_TASK GOAL_. If a line below contains "emphasize", count it; then state how many such lines there are, and nothing else.

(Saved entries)

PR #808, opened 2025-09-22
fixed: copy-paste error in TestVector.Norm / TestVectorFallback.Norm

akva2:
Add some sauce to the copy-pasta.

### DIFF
---
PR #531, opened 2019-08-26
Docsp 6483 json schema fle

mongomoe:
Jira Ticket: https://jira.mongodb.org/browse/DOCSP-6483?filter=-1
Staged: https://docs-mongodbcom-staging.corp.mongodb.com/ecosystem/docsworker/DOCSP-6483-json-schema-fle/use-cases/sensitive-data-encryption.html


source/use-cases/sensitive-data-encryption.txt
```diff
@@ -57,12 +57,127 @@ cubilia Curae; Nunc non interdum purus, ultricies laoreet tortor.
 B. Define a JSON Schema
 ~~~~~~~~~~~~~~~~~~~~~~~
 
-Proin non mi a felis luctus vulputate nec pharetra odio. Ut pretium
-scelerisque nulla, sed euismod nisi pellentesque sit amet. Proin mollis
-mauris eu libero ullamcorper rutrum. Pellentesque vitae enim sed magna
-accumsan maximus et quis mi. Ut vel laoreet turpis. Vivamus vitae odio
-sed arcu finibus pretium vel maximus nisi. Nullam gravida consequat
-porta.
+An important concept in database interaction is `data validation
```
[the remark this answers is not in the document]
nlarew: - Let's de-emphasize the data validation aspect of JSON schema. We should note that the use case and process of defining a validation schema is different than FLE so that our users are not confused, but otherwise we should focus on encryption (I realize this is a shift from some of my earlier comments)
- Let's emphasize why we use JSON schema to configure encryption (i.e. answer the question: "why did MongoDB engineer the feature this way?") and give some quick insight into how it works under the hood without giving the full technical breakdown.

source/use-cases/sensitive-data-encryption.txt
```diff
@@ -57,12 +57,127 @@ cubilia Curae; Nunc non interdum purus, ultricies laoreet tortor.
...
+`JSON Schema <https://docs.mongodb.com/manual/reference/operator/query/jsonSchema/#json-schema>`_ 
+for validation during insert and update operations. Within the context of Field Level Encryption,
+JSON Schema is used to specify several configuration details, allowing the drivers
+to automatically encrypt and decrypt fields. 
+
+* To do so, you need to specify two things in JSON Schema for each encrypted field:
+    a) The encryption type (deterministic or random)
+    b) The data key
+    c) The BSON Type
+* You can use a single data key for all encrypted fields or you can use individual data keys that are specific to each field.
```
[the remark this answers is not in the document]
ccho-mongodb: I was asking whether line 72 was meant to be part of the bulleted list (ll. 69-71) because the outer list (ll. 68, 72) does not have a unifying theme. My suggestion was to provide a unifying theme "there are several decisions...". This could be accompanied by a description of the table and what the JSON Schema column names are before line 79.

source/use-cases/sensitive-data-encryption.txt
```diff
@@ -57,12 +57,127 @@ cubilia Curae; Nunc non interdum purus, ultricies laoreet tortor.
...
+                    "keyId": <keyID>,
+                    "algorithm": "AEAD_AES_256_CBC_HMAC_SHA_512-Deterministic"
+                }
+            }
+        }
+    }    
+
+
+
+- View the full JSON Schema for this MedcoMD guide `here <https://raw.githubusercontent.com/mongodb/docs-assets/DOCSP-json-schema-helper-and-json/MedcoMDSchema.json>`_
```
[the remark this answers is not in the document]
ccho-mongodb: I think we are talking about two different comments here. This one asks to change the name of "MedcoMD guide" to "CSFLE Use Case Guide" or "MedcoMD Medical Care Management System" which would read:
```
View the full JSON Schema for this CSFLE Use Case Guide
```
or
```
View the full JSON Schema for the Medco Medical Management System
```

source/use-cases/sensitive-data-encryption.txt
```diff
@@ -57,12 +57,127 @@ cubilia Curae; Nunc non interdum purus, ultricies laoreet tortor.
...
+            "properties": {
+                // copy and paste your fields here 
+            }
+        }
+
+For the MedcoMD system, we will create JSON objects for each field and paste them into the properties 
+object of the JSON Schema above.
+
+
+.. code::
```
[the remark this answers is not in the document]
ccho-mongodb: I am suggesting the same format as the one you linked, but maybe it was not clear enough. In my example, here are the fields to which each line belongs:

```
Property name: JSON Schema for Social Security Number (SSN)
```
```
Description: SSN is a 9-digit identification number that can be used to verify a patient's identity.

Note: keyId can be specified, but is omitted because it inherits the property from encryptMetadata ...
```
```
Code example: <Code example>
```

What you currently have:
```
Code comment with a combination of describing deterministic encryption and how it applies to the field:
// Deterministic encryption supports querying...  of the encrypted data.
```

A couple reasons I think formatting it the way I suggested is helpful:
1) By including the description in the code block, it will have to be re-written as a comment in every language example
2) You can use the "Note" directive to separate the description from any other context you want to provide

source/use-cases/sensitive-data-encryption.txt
==
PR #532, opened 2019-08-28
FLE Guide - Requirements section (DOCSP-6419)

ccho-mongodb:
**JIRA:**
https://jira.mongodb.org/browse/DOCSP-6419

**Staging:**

_WRITTEN SOLUTION_. 2